### PROBLEM TO WORK ON:
One part of the entries below is wanted: the lines from the one containing "I hate how huge" through the one containing "Updates our ffmpeg". Write those out exactly and nothing else.

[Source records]
PR #3429, opened 2024-10-13
[feature/OFFICIALLY UNSUPPORTED] add nowasm build tag to disable building with WebAssembly

NyaaaWhatsUpDoc:
This adds a `nowasm` build tag that allows building GoToSocial without any WebAssembly modules. This will instead rely on modernc.org/sqlite and locally installed versions of ffmpeg / ffprobe. It prints a warning on server start telling the user not to make any bug reports for media processing issues, and specifically warns them that it may be less secure is it enforces no version checks.

THIS IS AN OFFICIALLY UNSUPPORTED BUILD CONFIGURATION.

This probably needs updating with some improved documentation for this, not specifically to tell people about it, but to emphasise specifically how it is unsupported and we are not interested in bug reports produced by the products of these build changes, since we have no idea what their version of ffmpeg / ffprobe could be compiled with support for etc.

### DIFF
--- a/internal/media/ffmpeg/exec_nowasm.go
+++ b/internal/media/ffmpeg/exec_nowasm.go
@@ -33,7 +33,8 @@ import (
 
 func init() {
 	fmt.Println("!! you are using an unsupported build configuration of gotosocial with WebAssembly disabled !!")
-	fmt.Println("!! please do not file bug reports, this build configuration is provided as a nice-to-have !!")
+	fmt.Println("!! please do not file bug reports regarding media processing with this configuration !!")
+	fmt.Println("!! it is also less secure; this does not enforce version checks on ffmpeg / ffprobe versions !!")
 }
 
 // runCmd will run 'name' with the given arguments, returning exit code or error.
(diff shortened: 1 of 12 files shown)


tsmethurst:
Changed the title to add `feature` first, just to make this easier to sort when writing release notes :P

internal/media/ffmpeg/exec_nowasm.go
```diff
@@ -0,0 +1,142 @@
...
+
+	"codeberg.org/gruf/go-ffmpreg/wasm"
+	"github.com/tetratelabs/wazero"
+	"github.com/tetratelabs/wazero/sys"
+)
+
+func init() {
+	fmt.Println("!! you are using an unsupported build configuration of gotosocial with WebAssembly disabled !!")
+	fmt.Println("!! please do not file bug reports regarding media processing with this configuration !!")
+	fmt.Println("!! it is also less secure; this does not enforce version checks on ffmpeg / ffprobe versions !!")
```
tsmethurst, line 37: I'd add here as well that it doesn't sandbox ffmpeg / ffprobe, as that's another quite nice advantage of the path of WASM

tsmethurst: Actually sod it, I'll just squerge it now, we can add this in later.

PR #3441, opened 2024-10-14
[bugfix] set the memory limit for ncruces/go-sqlite3 according to 32 / 64 bit platform

NyaaaWhatsUpDoc:
This sets the WebAssembly runtime memory limit for ncruces/go-sqlite3 according to it being a 32 / 64 bit platform. This should help in the cases of https://github.com/ncruces/go-sqlite3/issues/168#issuecomment-2412429221 also just means we don't end up over-reserving memory when we don't need to.

This also raises the question of what we can do about ffmpeg in the future, but we'll need to do some serious testing to figure out exactly what limit we can set that won't cause things to blow up :')

### DIFF
--- a/internal/db/sqlite/driver.go
+++ b/internal/db/sqlite/driver.go
@@ -23,12 +23,43 @@ import (
 	"context"
 	"database/sql/driver"
 
+	"codeberg.org/gruf/go-bytesize"
 	"github.com/superseriousbusiness/gotosocial/internal/db"
+	"github.com/tetratelabs/wazero"
 
+	"github.com/ncruces/go-sqlite3"
 	sqlite3driver "github.com/ncruces/go-sqlite3/driver"
 	_ "github.com/ncruces/go-sqlite3/embed"     // embed wasm binary
 	_ "github.com/ncruces/go-sqlite3/vfs/memdb" // include memdb vfs
 )
+
+func init() {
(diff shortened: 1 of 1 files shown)


tsmethurst:
Grand! Let's merge this after 0.17.0 is out, so we can test it for a bit longer and then do 0.17.1 if necessary.

ncruces:
You may find [`bits.UintSize`](https://pkg.go.dev/math/bits#pkg-constants) more readable.

ncruces:
If you want to wait for 0.17.1, I'll probably merge https://github.com/ncruces/go-sqlite3/pull/170 by then.

I hate how huge and confusing my `//go:build` lines are becoming, but this is a better default configuration, and WAL seems to work fine with `386` and  `arm` (although the interpreter will be slower than modernc for many use cases).

ncruces:
I consider this a "compatibility" change, so ti will be a `v1.20.0`.

I had planed to release it ["today"](https://github.com/ncruces/go-sqlite3/issues/175), but I'm a bit [stuck](https://github.com/ncruces/go-sqlite3/issues/172).

I doubt that the "compatibility" breaks will be an issue to anyone, but since they're there, I'd rather bundle them together, in a single release notes.

ncruces:
See: https://github.com/ncruces/go-sqlite3/releases/tag/v0.20.0

PR #3448, opened 2024-10-16
[chore] Thumbnail only first frame of animated media

tsmethurst:
# Description

>

Updates our ffmpeg call to just take the first frame and not use the thumbnail filter, which was giving unexpected results for thumbnails of short media.

We could probably do some more nuanced logic here (check the first 1% of frames if media is longer than x amount of time) but I don't think it's that necessary right now.

Closes https://github.com/superseriousbusiness/gotosocial/issues/3447

## Checklist


Ryuno-Ki:
I'm curious: If the animated started black, would it pick those?

There's a filter in regular ffmpeg: https://scribe.rip/@georgechmr/skipping-black-frame-when-generating-video-thumbnail-with-ffmpeg-9e26bf2f67e3

tsmethurst:
We could use something like that black filter in future maybe, but I don't think it's urgent right now. We also have to consider processing + memory costs when doing that kind of analysis, so something to benchmark a little bit (even anecdotally).

PR #3477, opened 2024-10-22
[bugfix] incorrect /api/v_/instance domain uri fields

### LINKED ISSUE #3467: [bug] `/api/v*/instance` `domain` and `uri` properties conflict with Mastodon’s usage of those property names

Mastodon uses the `uri` (in v1) and `domain` (in v2) properties for the domain name that gets added to account handles.

GoToSocial uses `uri` (in v1) for a link to the home page, and `domain` (in v2) for the domain where the API is hosted, with a separate `account_domain` property that serves the same purpose as Mastodon’s `domain`.

Mastodon API clients (in my case using the open source [TootSDK](https://github.com/TootSDK/TootSDK) library) that expect `uri` or `domain` to contain the account handle domain will have issues connecting to GoToSocial and/or displaying full account handles if a server is using separate domains for these.

0.17.0 (tested on various instances running this version listed on FediDB)

### GoToSocial Arch

_No response_

### What happened?

GoToSocial’s `uri` property in `/api/v1/instance` and `domain` in `/api/v2/instance` conflict with Mastodon’s properties of the same name.

Mastodon API compatibility as described in the [docs](https://docs.gotosocial.org/en/latest/#mastodon-api-compatibility)

### How to reproduce it?

call `/api/v2/instance` on a GoToSocial server

I’m wondering if this is intended behavior so I can handle it appropriately in a client app I’m developing.

NyaaaWhatsUpDoc:
# Description

closes #3467 

## Checklist


tsmethurst (approved):

tsmethurst:
Looks good. We should probably think about removing `account_domain` at some point then since it turns out it's superfluous.

NyaaaWhatsUpDoc:
> Looks good. We should probably think about removing `account_domain` at some point then since it turns out it's superfluous.

yeah i was unsure of that... at the moment it can be used to tell if a separate `account_domain` exists, but then i suppose they can already tell that as they know the host to be dialling the instance endpoint :p

tsmethurst:
Yeah indeed :thinking: Could you make an issue for removing it? We just need to investigate what uses it (can't remember why we added it) and change it to use `uri` instead, basically.

PR #3485, opened 2024-10-27
[chore] pull in go-ffmpreg v0.4.1

NyaaaWhatsUpDoc:
see: https://codeberg.org/gruf/go-ffmpreg/releases/tag/v0.4.0
also: https://codeberg.org/gruf/go-ffmpreg/releases/tag/v0.4.1


internal/media/ffmpeg/wasm.go
```diff
@@ -91,38 +85,10 @@ func compileFfprobe(ctx context.Context) error {
...
 // if already initialized this function is a no-op.
-func initRuntime(ctx context.Context) error {
+func initRuntime(ctx context.Context) (err error) {
 	if runtime != nil {
 		return nil
 	}
-
-	var cache wazero.CompilationCache
-
-	if dir := os.Getenv("GTS_WAZERO_COMPILATION_CACHE"); dir != "" {
```
tsmethurst, line 101: Does removing `GTS_WAZERO_COMPILATION_CACHE` not cause issues for caching artifacts? Or do you read that env var somewhere else now?

NyaaaWhatsUpDoc: oh that's a good point! will add that part back in :)

PR #3529, opened 2024-11-08
[performance] minimise log field allocations

NyaaaWhatsUpDoc:
- moves slice functions to separate internal/util/xslices package to fix an import cycle
- adds new xslices.AppendJust() and xslices.GrowJust() functions to grow a slice in similar manners to append() and slices.Grow() but ONLY by the necessary number of elements, not any extra as normally happens in those functions typically
- makes use of xslices.AppendJust() and xslices.GrowJust() in our log package


tsmethurst:
Looks good to me :)

tsmethurst (approved):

### RESULT FOR THIS TASK:
I hate how huge and confusing my `//go:build` lines are becoming, but this is a better default configuration, and WAL seems to work fine with `386` and  `arm` (although the interpreter will be slower than modernc for many use cases).

ncruces:
I consider this a "compatibility" change, so ti will be a `v1.20.0`.

I had planed to release it ["today"](https://github.com/ncruces/go-sqlite3/issues/175), but I'm a bit [stuck](https://github.com/ncruces/go-sqlite3/issues/172).

I doubt that the "compatibility" breaks will be an issue to anyone, but since they're there, I'd rather bundle them together, in a single release notes.

ncruces:
See: https://github.com/ncruces/go-sqlite3/releases/tag/v0.20.0

PR #3448, opened 2024-10-16
[chore] Thumbnail only first frame of animated media

tsmethurst:
# Description

>

Updates our ffmpeg call to just take the first frame and not use the thumbnail filter, which was giving unexpected results for thumbnails of short media.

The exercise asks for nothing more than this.